Places like Eclectic Sun Rentals and Sunrift Adventures offer rental and sale services for kayaks, paddle boards and various gear to aid the pursuit. Jocassee Outdoor Center (formerly known as Hoyett’s to some of y’all) is a last stop to get hot dogs, boiled peanuts and stickers to decorate the beer fridge in your shop. They also offer a rental service for pontoons and do guided tours if that’s more your thing. It is a year round service and if you want your hair to stand on end – go in the fall. The mismatched yellow, red and amber color schemes pushed out in leaves by the oaks, hickories and gums tower and crown at different elevations between old growth pines. That sight alone makes light of the word awe when seen from the middle of the water on a cool and overcast day.

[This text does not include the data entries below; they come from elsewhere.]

PR #682, opened 2022-07-08
Update all-repos.yaml

jeeftor:
Adding in the conventional commit hook

(https://github.com/compilerla/conventional-pre-commit)

### DIFF
--- a/all-repos.yaml
+++ b/all-repos.yaml
@@ -217,5 +217,6 @@
 - https://github.com/Sceptre/sceptrelint
 - https://github.com/lyz-code/yamlfix
 - https://github.com/dannysepler/rm_unneeded_f_str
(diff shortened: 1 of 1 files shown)


asottile:
there's significantly more battle-tested tools in this space already on https://pre-commit.com/hooks.html (commitizen, etc.) -- I'd recommend collaborating with them rather than reimplementing.

we're also discouraging `language: system` / `language: script` repositories as it imposes installation requirements on the consumer which aren't the best user experience

additionally I would prefer if the repository isn't named "pre-commit" as it makes it confusing whether it's an official project or not.

thanks for the PR though!

jeeftor:
Fair enough - however commitzen has a really ugly fail message in comparison:

image

image

PR #684, opened 2022-07-14
Update all-repos.yaml

JanuszNowak:
Add https://github.com/Azure4DevOps/check-azure-bicep pre-commit for azure bicep

### DIFF
--- a/all-repos.yaml
+++ b/all-repos.yaml
@@ -219,3 +219,4 @@
 - https://github.com/dannysepler/rm_unneeded_f_str
 - https://github.com/cmhughes/latexindent.pl
 - https://github.com/sirwart/ripsecrets
+- https://github.com/Azure4DevOps/check-azure-bicep


asottile:
- it's spelled "pre-commit" -- not "Pre-commit"
- `pass_filenames: true` is the default
- `language: script` hooks miss the point of the framework as they require users to install tools outside of the framework to use them and as such I'm not allowing new ones onto the hooks page

asottile:
> There is no support for powershell, you have hooks like for terraform that also require installation ?

...

>  not allowing new ones

JanuszNowak:
@asottile 
I fixed to `pre-commit`, also working on docker version. How can I use `additional_dependencies` to install all required stall like `pip install azure-cli`  ?

asottile:
you wouldn't -- you'd use `language: python` and use actual dependencies

PR #685, opened 2022-07-18
Add grintor-hooks to all-repos.yaml

grintor:
Added grintor-hooks repo to all-repos.yaml

### DIFF
--- a/all-repos.yaml
+++ b/all-repos.yaml
@@ -219,3 +219,4 @@
 - https://github.com/dannysepler/rm_unneeded_f_str
 - https://github.com/cmhughes/latexindent.pl
 - https://github.com/sirwart/ripsecrets
+- https://github.com/grintor/grintor-hooks


grintor:
Hello,

I would like to add my hooks to your list of repos supporting pre-commit. One hook is a python port of the official AWS secrets detection bash script. The other is a tool for scanning for missing python dependencies in the requirements.txt file.

Thank you for your consideration,
Chris

all-repos.yaml
```diff
@@ -219,3 +219,4 @@
 - https://github.com/dannysepler/rm_unneeded_f_str
 - https://github.com/cmhughes/latexindent.pl
 - https://github.com/sirwart/ripsecrets
+- https://github.com/grintor/grintor-hooks
```
asottile, line 222: the first hook is missing proper license attribution (since it is a derivative work of the aws one) -- the second one doesn't work.  the pypi name doesn't have to match the import name

asottile: they often don't match so the design doesn't work

grintor: Oh! I misunderstood what you meant. Ok. I that's a great point. A clear oversight on my part. I need to determine the package corresponding to the import. I don't think that should be an insurmountable task. Allow me a few hours to research/test.

grintor: Alright, that was actually a pretty tough cookie to crack; but the latest published version solves the problem by actually parsing the pypi wheels from the requirements.txt file and determining the modules they expose. It can now do what it promises and reliably determine if you imported a module which is not installed by your requirements.txt.

asottile: hmmm now it has to run essentially a full `pip install` which is far too slow for a pre-commit hook (and won't work in network-isolated situations like pre-commit.ci)

grintor: The unfortunate situation is that the only way to determine if the requirements.txt is aligned with the projects is to examine the packages themselves as provided by the requirements.txt which does mean downloading them at least once (although if they have been installed on the system already, then they exist in the pip system cache which is shared with virtual environments, so there is no extra downloading required).

It can be pretty slow the first time while the building and then parsing of the wheels takes place. But I am hashing the requirements file and caching the data - so any subsequent runs are *extremely* fast so long as the requirements file doesn't change; it's a lot like pip-compile in that way.

As for the internet connection thing - As long as the packages have ever been installed on the system, then they will be in the pip system cache and not need to re-downloaded. There are lots of hooks that won't work without the packages having been installed - pylint for example would throw an error if you `import foo` and `foo` does not exist. So I think it's likely that most environments will not have this problem.

As for pre-commit.ci being network isolated, how does it deal with other hooks which require internet connectivity like python-safety-dependencies-check? And how does it deal with situations like the pylint example above?

asottile: they are not allowed in pre-commit-ci and generally discouraged. you shouldn't need an internet connection to run linters and formatters. things which require that are best left to your test suite

grintor: I see. I can respect that. I do wish there were a way to make detect-missing-requirements work without internet, but I think it's fundamentally impossible to do this since the source of truth is located in the pypi repo and constantly changing.

I at least think people will find detect-missing-requirements useful - even if it does not meet the purest guidelines of pre-commit - I find using using pylint with pre-commit very useful even if it's discouraged.

At least the other hook in my repo meets with your approval.

PR #688, opened 2022-07-22
Add cpp-linter-hooks to the all-repos list

shenxianpeng:
Thanks for creating such a great framework.

I know there are already hooks that support `clang-format` and `clang-tidy`, but I still want to recommend this hook because:

1. It supports users to use any specific versions of `clang-format` and `clang-tidy` (from v3.9 to v14)
2. `clang-format` and `clang-tidy` binares can be automatically installed on Windows, Linux, and macOS if they do not exist.

### DIFF
--- a/all-repos.yaml
+++ b/all-repos.yaml
@@ -219,3 +219,4 @@
 - https://github.com/dannysepler/rm_unneeded_f_str
 - https://github.com/cmhughes/latexindent.pl
 - https://github.com/sirwart/ripsecrets
+- https://github.com/cpp-linter/cpp-linter-hooks


asottile:
this has a few problems that the existing things don't
- the tools are downloaded at runtime rather than install time (can't be cached properly, can't be used in pre-commit.ci)
- files and types_or are both specified (almost always a bug)

shenxianpeng:
Thanks for the review.

* If the tools don't exist on the system, they will only be downloaded once at runtime. if the tools are installed at install time, they will not be installed at runtime. (by default, the tools are installed to the path `~/.local/bin/`, if pre-commit.ci uses the same user id, it can be shared.)
* I have removed `types_or` only left `files`, and passed the test.

asottile:
pre-commit.ci has no internet access at runtime -- if you need to install things they need to be installed at install time

shenxianpeng:
OK got it, used in pre-commit.ci needs to be pre-installed. I think in most cases, the user does not need to care whether the tool is installed or not, this hook will automatically solve it

asottile:
yeah the other versions of this do better by actually performing the install during the install -- they provide a better user experience and can be used in more places

shenxianpeng:
Using `clang-format` and `clang-tidy` on Windows and other Linux distributions except for Ubuntu (maybe also on macOS), it's inconvenience to get and install `clang-format` and `clang-tidy` executables, because [llvm-project](https://github.com/llvm/llvm-project/releases) doesn't provide them directly, users need manually prepare when they using the current supported hooks, so I create this one to solve the problem.

It's OK to merge it or not. thanks for the comments.

asottile:
check out how https://github.com/pre-commit/mirrors-clang-format works -- works on windows and installs at install-time

shenxianpeng:
I saw this repo, it only supports clang-format, it would be nice if it could support clang-tidy.
The existing hook which supports clang-tidy is https://github.com/pocc/pre-commit-hooks, but it needs to manually install tools before runtime.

From Sundays spent cruising up to Laurel Fork eating sausage balls on the pontoon with my wife and friends, or to early Tuesday morning solo paddle board trips where I’ll take roost on some chop carved island off on a good think; Lake Jocassee is a sanctuary.
The singular word I can think of to distill the emotion I feel for the Lake Jocassee experience is the one my wife used when she put it simply – happy. Driving home east to Marietta down Highway 11 and on through Long Shoals, one night she said, “The only thing I can really think of when we’re out there is happy, that’s it. I just feel happy.”
And yes Koula, sometimes one word is just enough to describe something. And maybe that one word description is taking up just a tiny piece of space inside us waiting for all that feeling to define it. And maybe that is the point.